Let's explore the more advanced operators: Union (|), Intersection (&), XOR (^), and Power (**).

In [None]:
# Create specialized models for demonstration
scientific_model = NGramModel(n=3)
literary_model = NGramModel(n=3)

# Train on specialized corpora
for text in training_corpus["scientific"]:
    scientific_model.train(text.lower().split())

for text in training_corpus["literary"]:
    literary_model.train(text.lower().split())

print("✅ Trained specialized models:")
print(f"  Scientific model: {len(scientific_model.counts)} n-grams")
print(f"  Literary model: {len(literary_model.counts)} n-grams")

In [None]:
# Interactive operator comparison
def compare_operators(model1, model2, context, operators=['|', '&', '^']):
    """Compare different operators on two models."""
    
    results = {}
    
    # Get individual predictions
    pred1 = model1.predict(context)
    pred2 = model2.predict(context)
    
    # Apply operators
    if '|' in operators:  # Union
        union_model = model1 | model2
        results['Union (|)'] = union_model.predict(context)
    
    if '&' in operators:  # Intersection
        inter_model = model1 & model2
        results['Intersection (&)'] = inter_model.predict(context)
    
    if '^' in operators:  # XOR
        xor_model = model1 ^ model2
        results['XOR (^)'] = xor_model.predict(context)
    
    if '+' in operators:  # Addition
        add_model = model1 + model2
        results['Addition (+)'] = add_model.predict(context)
    
    # Visualize
    fig, axes = plt.subplots(2, 3, figsize=(15, 10))
    axes = axes.flatten()
    
    # Plot individual models
    for i, (name, pred) in enumerate([('Scientific', pred1), ('Literary', pred2)]):
        if pred:
            tokens = list(pred.keys())[:5]
            probs = [pred[t] for t in tokens]
            axes[i].bar(tokens, probs, color='lightblue' if i == 0 else 'lightcoral')
            axes[i].set_title(f'{name} Model', fontweight='bold')
            axes[i].set_ylabel('Probability')
            axes[i].set_xticklabels(tokens, rotation=45)
    
    # Plot operator results
    colors = ['green', 'orange', 'purple', 'red']
    for i, (op_name, pred) in enumerate(results.items()):
        ax = axes[i + 2]
        if pred:
            tokens = list(pred.keys())[:5]
            probs = [pred[t] for t in tokens]
            ax.bar(tokens, probs, color=colors[i % len(colors)])
            ax.set_title(f'{op_name}', fontweight='bold')
            ax.set_ylabel('Probability')
            ax.set_xticklabels(tokens, rotation=45)
    
    # Hide unused subplot
    if len(results) < 4:
        axes[-1].axis('off')
    
    plt.suptitle(f"Operator Comparison | Context: '{' '.join(context)}'", 
                fontsize=14, fontweight='bold')
    plt.tight_layout()
    plt.show()
    
    return results

# Test advanced operators
test_context = ["the", "system"]
print("🔬 Advanced Operator Comparison\n")
results = compare_operators(scientific_model, literary_model, test_context, 
                           operators=['|', '&', '^', '+'])
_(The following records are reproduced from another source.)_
PR #1225, opened 2023-03-15
feat: use network in docker compose

jgimeno:
# Description

This is not necessary but it helps as it enforces that a specific network is used and not relay in default account.

# Purpose

Why is this PR important?


jgimeno:
Not needed.

PR #1240, opened 2023-03-28
ci: create workflow to test make proto-gen when the script or .proto files change

Unique-Divine:
This PR adds a workflow to verify that `make proto-gen`  works whenever the `.proto` files change or the proto generation scripts change.

### DIFF
--- a/contrib/scripts/protocgen.sh
+++ b/contrib/scripts/protocgen.sh
@@ -13,7 +13,7 @@ protoc_gen_gocosmos() {
   # get protoc executions
   go get github.com/regen-network/cosmos-proto/protoc-gen-gocosmos@latest 2>/dev/null
 
-  # get cosmos sdk from github
+  # get cosmos sdk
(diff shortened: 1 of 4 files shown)


contrib/scripts/protocgen.sh
```diff
@@ -13,7 +13,7 @@ protoc_gen_gocosmos() {
   # get protoc executions
   go get github.com/regen-network/cosmos-proto/protoc-gen-gocosmos@latest 2>/dev/null
 
-  # get cosmos sdk from github
```
Unique-Divine, line 16: This was a trivial change to make the workflow run

contrib/scripts/protocgen.sh
```diff
@@ -13,7 +13,7 @@ protoc_gen_gocosmos() {
...
+  # get cosmos sdk
```
Unique-Divine, line 16: This was a trivial change added to make the workflow run

jgimeno: XD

## 🔄 Part 6: Context Transformations and Projections

Projections transform the context before feeding it to the model. Let's implement and test various projections.

In [None]:
# Implement custom projections
class Projection:
    """Base class for context projections."""
    def project(self, context: List[str]) -> List[str]:
        raise NotImplementedError

class RecencyProjection(Projection):
    """Keep only recent tokens."""
    def __init__(self, max_length=3):
        self.max_length = max_length
    
    def project(self, context: List[str]) -> List[str]:
        return context[-self.max_length:]

class LowercaseProjection(Projection):
    """Convert to lowercase."""
    def project(self, context: List[str]) -> List[str]:
        return [t.lower() for t in context]

class StopwordFilterProjection(Projection):
    """Remove common stopwords."""
    def __init__(self):
        self.stopwords = {'the', 'a', 'an', 'is', 'are', 'was', 'were', 'be', 'been'}
    
    def project(self, context: List[str]) -> List[str]:
        return [t for t in context if t.lower() not in self.stopwords]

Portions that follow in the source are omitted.